YOUR ASSIGNMENT:
Given the entries that follow, write out exactly the lines starting at the one containing "5. Operation queries DNS and updates status" and ending at the one containing "## Problem Statement", both ends included, and only those.

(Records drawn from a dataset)

──────────

Issue #2803, opened 2026-03-29
ValidateSenderDomain operation with provider strategies


delano:
## Parent

Blocked by / part of #2792
Depends on: Phase 1a (DomainEmailConfig model)

## Summary

Create the `ValidateSenderDomain` operation using the strategy pattern to support DNS-based domain verification across SES, SendGrid, and Lettermint providers.

## Context

This is **Phase 2** of #2792. It can run in parallel with Phases 1b and 3 once Phase 1a is complete. The operation follows the existing `VerifyDomain` operation pattern.

### Core Operation
- [ ] `lib/onetime/operations/validate_sender_domain.rb` — orchestrator that delegates to provider strategy
- [ ] Strategy selection based on `DomainEmailConfig#provider`
- [ ] Generate required DNS records (DKIM, SPF) for user to configure
- [ ] Query DNS to check verification status
- [ ] Update `DomainEmailConfig#verification_status` and `#verified_at`

### Provider Strategies
- [ ] `strategies/ses_validation.rb` — AWS SES identity verification (DKIM + SPF + MX)
- [ ] `strategies/sendgrid_validation.rb` — SendGrid domain authentication (DKIM + SPF)
- [ ] `strategies/lettermint_validation.rb` — Lettermint domain verification (DKIM + SPF)

### Verification Flow
1. User saves config with provider selection
2. Operation generates DNS records to display
3. User configures DNS at their registrar
4. User triggers validation check
5. Operation queries DNS and updates status

### Tests
- [ ] Unit tests for each provider strategy
- [ ] Integration tests for the orchestrator
- [ ] DNS record generation tests
- [ ] Status transition tests (pending → verified, pending → failed)

## References

- Existing domain verification: `lib/onetime/operations/verify_domain.rb`
- Provider comparison table in #2792

| Provider | Validation Method | Records |
|----------|------------------|---------|
| AWS SES | DNS (DKIM, SPF, MX) | 3 CNAME + 1 MX + 1 TXT |
| SendGrid | DNS (DKIM, SPF) | 3 CNAME + 1 TXT |
| Lettermint | DNS (DKIM, SPF) | 2 CNAME + 1 TXT |

## Acceptance Criteria

- Each provider strategy generates correct DNS records for display
- DNS verification correctly reports pass/fail per record type
- Verification status is persisted on the config model
- Strategy pattern allows adding new providers without modifying orchestrator

PR #2838, opened 2026-03-30
[#2834] Move sender domain DNS validation to background job

### LINKED ISSUE #2834: Move sender domain DNS validation to background job
## Problem Statement

`ValidateSenderDomain#call` performs sequential DNS lookups synchronously — up to 5 queries for SES. On a responsive resolver this completes in ~50-100ms, but under degraded conditions (slow resolver, timeouts), latency compounds: `Resolv::DNS` has a 5-second initial timeout, so 2 timed-out records add ~10-15s to the request. Worst case (resolver unreachable) is ~25s, likely hitting Rack/nginx timeouts first.

The operation's existing design (immutable `Result`, `persist: true` default, `pending`/`verified`/`failed` status progression) already supports async execution — the web request just needs to enqueue and return `pending`.

## Early Diagnosis

The current synchronous path is acceptable for initial ship since most DNS lookups complete well within a web request budget. The risk is the degraded/timeout path where sequential lookups compound additively. A background job eliminates that risk and fits the existing persistence model naturally.

Likely approach: enqueue a job from the controller action, return `pending` status immediately, have the UI poll or use SSE for completion. The `Result` and `persist_verification` machinery already handles the write-back.

## Affected Areas

- [ ] `lib/onetime/operations/validate_sender_domain.rb` — already has the persistence path; needs a job wrapper
- [ ] `lib/onetime/domain_validation/sender_strategies/base_strategy.rb` — `verify_all_records` sequential loop is the hot path
- [ ] Controller/route that triggers validation — needs to switch from sync call to job enqueue

Parent: #2803

delano:
## Summary

`ValidateSenderDomain` performs sequential DNS lookups synchronously — up to 5 for SES. Under degraded DNS conditions each lookup can block for 5s (Resolv::DNS default timeout), compounding to 25s worst case. This moves validation to a RabbitMQ background job so the web request returns `pending` immediately.

The operation's existing design (immutable `Result`, `persist: true`, `pending`/`verified`/`failed` status progression) already supported async execution — the web request just needed to enqueue and return.

## Changes

- **New endpoint** `POST /:extid/email-config/validate` — sets `verification_status = 'pending'`, enqueues job, returns immediately. Auth/entitlement checks via existing `authorize_sender_config!`.
- **New worker** `DomainValidationWorker` — consumes `domain.validation.check` queue, loads MailerConfig, delegates to `ValidateSenderDomain` with retry logic (2 retries, 2s exponential backoff for transient DNS flakiness). Follows the NotificationWorker pattern: idempotency claim, ack/reject, DLQ on permanent failure.
- **New queue config** `domain.validation.check` — durable, with `dlx.domain.validation` / `dlq.domain.validation` dead letter routing.
- **Publisher convenience method** `enqueue_domain_validation(domain_id)` — sync fallback when jobs disabled (dev/test without RabbitMQ), raises when RabbitMQ is unavailable but jobs are enabled.
- **Bugfix** — `ValidateSenderDomain#strategy` called `private_class_method` via explicit receiver, which Ruby disallows. Changed to `self.class.send(:resolve_strategy, ...)`. Pre-existing issue never hit because all callers passed an explicit strategy override.

## How polling works

No new polling endpoint needed. The existing `GET /:extid/email-config` already serializes `verification_status`, so the frontend can poll it to detect the transition from `pending` to `verified` or `failed`.

## Test plan

- [x] 13 new test cases: queue config, DLX/DLQ, QueueDeclarator integration, Publisher API, sync fallback behavior
- [x] 35 existing ValidateSenderDomain tests still pass
- [x] Full unit suite (2803 pass, 13 pre-existing locale failures unrelated to this change)
- [ ] Manual: trigger validation via POST endpoint, observe status transition via GET endpoint
- [ ] Manual: verify worker picks up messages with RabbitMQ running

Closes #2834
Parent: #2803

### DIFF
--- a/lib/onetime/jobs/workers/domain_validation_worker.rb
+++ b/lib/onetime/jobs/workers/domain_validation_worker.rb
@@ -43,6 +43,9 @@ module Onetime
 
         QUEUE_NAME = 'domain.validation.check'
 
+        # Conservative defaults for initial rollout. DNS-bound workers spend
+        # most time in I/O wait, so 8-16 threads would be safe here. Tune
+        # via env vars once production telemetry shows DNS response distributions.
         from_queue QUEUE_NAME,
           **QueueDeclarator.sneakers_options_for(QUEUE_NAME),
           threads: ENV.fetch('DOMAIN_VALIDATION_WORKER_THREADS', 2).to_i,
@@ -76,7 +79,7 @@ module Onetime
           # Load the mailer config for this domain
           mailer_config = Onetime::CustomDomain::MailerConfig.find_by_domain_id(domain_id)
           unless mailer_config
-            log_error "MailerConfig not found for domain_id: #{domain_id}"
+            log_error "MailerConfig not found for domain_id: #{domain_id}", message_id: message_id, metadata: message_metadata
             return ack! # Don't retry -- config won't appear on its own
           end
 
@@ -87,6 +90,10 @@ module Onetime
               mailer_config: mailer_config,
               persist: true,
             ).call
+            # Re-raise so with_retry can retry transient DNS failures.
+            # ValidateSenderDomain#call rescues internally and returns a
+            # Result — without this, with_retry never sees an exception.
+            raise result.error if result.error
           end
 
           log_info "Sender domain validation complete: #{domain_id}",
--- a/apps/api/domains/logic/sender_config/validate_sender_config.rb
+++ b/apps/api/domains/logic/sender_config/validate_sender_config.rb
@@ -52,12 +52,21 @@ module DomainsAPI
           OT.ld "[ValidateSenderConfig] Triggering async DNS validation for domain #{@domain_id} by user #{cust.extid}"
 
           # Set status to pending before enqueuing so the UI reflects immediately
+          previous_status                    = @mailer_config.verification_status
           @mailer_config.verification_status = VERIFICATION_STATUS_PENDING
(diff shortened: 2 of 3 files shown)


lib/onetime/jobs/workers/domain_validation_worker.rb
```diff
@@ -0,0 +1,106 @@
...
+      class DomainValidationWorker
+        include Sneakers::Worker
+        include BaseWorker
+
+        QUEUE_NAME = 'domain.validation.check'
+
+        from_queue QUEUE_NAME,
+          **QueueDeclarator.sneakers_options_for(QUEUE_NAME),
+          threads: ENV.fetch('DOMAIN_VALIDATION_WORKER_THREADS', 2).to_i,
+          prefetch: ENV.fetch('DOMAIN_VALIDATION_WORKER_PREFETCH', 5).to_i
```
delano, line 52: **Insight:** These defaults are intentionally conservative for initial rollout — DNS-bound workers spend most of their time in I/O wait, so higher thread counts (8–16) and prefetch (10–20) would be safe here. Both are already configurable via `DOMAIN_VALIDATION_WORKER_THREADS` and `DOMAIN_VALIDATION_WORKER_PREFETCH` env vars, so this can be tuned per-environment without a code change. Worth bumping once we have production telemetry on actual DNS response distributions.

──────────

REPLY:
5. Operation queries DNS and updates status

### Tests
- [ ] Unit tests for each provider strategy
- [ ] Integration tests for the orchestrator
- [ ] DNS record generation tests
- [ ] Status transition tests (pending → verified, pending → failed)

## References

- Existing domain verification: `lib/onetime/operations/verify_domain.rb`
- Provider comparison table in #2792

| Provider | Validation Method | Records |
|----------|------------------|---------|
| AWS SES | DNS (DKIM, SPF, MX) | 3 CNAME + 1 MX + 1 TXT |
| SendGrid | DNS (DKIM, SPF) | 3 CNAME + 1 TXT |
| Lettermint | DNS (DKIM, SPF) | 2 CNAME + 1 TXT |

## Acceptance Criteria

- Each provider strategy generates correct DNS records for display
- DNS verification correctly reports pass/fail per record type
- Verification status is persisted on the config model
- Strategy pattern allows adding new providers without modifying orchestrator

PR #2838, opened 2026-03-30
[#2834] Move sender domain DNS validation to background job

### LINKED ISSUE #2834: Move sender domain DNS validation to background job
## Problem Statement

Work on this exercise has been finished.